Mercury(II) cyanide, also known as mercuric cyanide, is a poisonous compound of mercury and cyanide. It is an odorless, toxic white powder. It is highly soluble in polar solvents such as water, alcohol, and ammonia, slightly soluble in ether, and insoluble in benzene and other hydrophobic solvents.

==Molecular and crystal structure==
At ambient temperature and ambient pressure, Hg(CN)_{2} takes the form of tetragonal crystals. These crystals are composed of nearly linear Hg(CN)_{2} molecules with a C-Hg-C bond angle of 175.0° and an Hg-C-N bond angle of 177.0° (Aylett gives slightly different values of 189° and 175°, respectively).
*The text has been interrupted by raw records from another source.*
PR #180, opened 2023-12-19
modal for notes that are over 100 characters, table header has 16em m…

azurebrd:
…in width

### DIFF
--- a/src/components/biblio/topic_entity_tag/TopicEntityTable.js
+++ b/src/components/biblio/topic_entity_tag/TopicEntityTable.js
@@ -42,7 +42,10 @@ const TopicEntityTable = () => {
   };
   const [selectedCurie, setSelectedCurie] = useState(null);
   const [showModal, setShowModal] = useState(false);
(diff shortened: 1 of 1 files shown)


azurebrd:
@sweng66 The NoteModal is like your CuriePopup.  Would you be okay if I merge them both into one component GenericTetTableModal that also takes in the Modal.Title value as a parameter, then we can avoid having similar components, or do you think it's better to have it explicit for each type of Modal ?

sweng66:
@azurebrd Sounds great to have GenericTetTableModal so we don't need to repeat code!

sweng66 (approved):
Looks good! Thanks @azurebrd

azurebrd:
Great, thanks @sweng66 , I've made the change

sweng66:
@azurebrd Saw it. Great.

sweng66 (approved):

azurebrd:
Great, thanks @sweng66 !

PR #181, opened 2023-12-19
Added 'null' value to 'negated' field and changed checkbox into select

valearna:
I want to show this to Kimberly at standup before merging


azurebrd (approved):
Thanks @valearna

Raman spectra show that the molecules distort at higher pressures. Between 16-20 kbar, the structure undergoes a phase transition as the Hg(II) center changes from 2- to 4-coordinate as the CN groups bind to neighboring Hg centers forming via Hg-N bonds. The coordination geometry thus changes from tetragonal to tetrahedral, forming a cubic crystal structure, analogous to the structure of Cd(CN)_{2}. Due to the ambidentate nature of the CN ligands, this tetrahedral structure is distorted, but the distortion lessens with increasing pressure until the structure becomes nearly perfectly tetrahedral at >40 kbar.

As in the solid state, in aqueous solution, Hg(CN)_{2} molecules are linear.

==Synthesis==
Mercuric cyanide is formed from aqueous hydrogen cyanide and mercuric oxide:
HgO + 2 HCN -> Hg(CN)2 + H2O

Hg(CN)_{2} can also be prepared by mixing HgO with finely powdered Prussian blue. In addition, it can be produced by treating mercuric sulfate with potassium ferrocyanide in water:
K4Fe(CN)6 + 3 HgSO4 → 3 Hg(CN)2 + 2 K2SO4 + FeSO4

Another method to generate mercuric cyanide is through the disproportionation of mercury(I) derivatives. In these reactions, metallic mercury precipitates, and Hg(CN)_{2} remains in solution:
 Hg_{2}(NO_{3})_{2} + 2 KCN → Hg + Hg(CN)_{2} + 2 KNO_{3}

==Reactions==
It rapidly decomposes in acid to give off hydrogen cyanide. It is photosensitive, becoming darker in color.

Mercury cyanide catalyzes the Koenigs–Knorr reaction for the synthesis of glycosides.

Cyanogen, (CN)_{2}, forms upon heating dry mercury cyanide, but the method is inferior to other routes:
 Hg(CN)_{2} → (CN)_{2} + Hg

It serves as a source of Hg^{2+} in its reaction with sodium tetracarbonylcobalt:
Hg(CN)2 + 2 NaCo(CO)4 -> Hg[Co(CO)4]2 + 2 NaCN

Coordination polymers can be synthesized from Hg(CN)_{2} building blocks. Large single crystals of [(tmeda)Cu-[Hg(CN)_{2}]_{2}][HgCl_{4}] form upon treating CuCl_{2}, the soft Lewis acid Hg(CN)_{2}, and N,N,N',N'-tetramethylethylenediamine (TMEDA). The migration of two labile chloride ligands from harder Cu(II) to softer Hg(II) drives the formation of the crystal.

==Past applications==
The use of mercuric cyanide as an antiseptic was discontinued due to its toxicity. Hg(CN)_{2} is also used in photography.

==Toxicology==

Mercury(II) cyanide is poison with health hazard classification 4, having an oral LD50 of 33 milligrams per kilogram in mice and a subcutaneous LD50 of 2.7 milligrams per kilogram in dogs.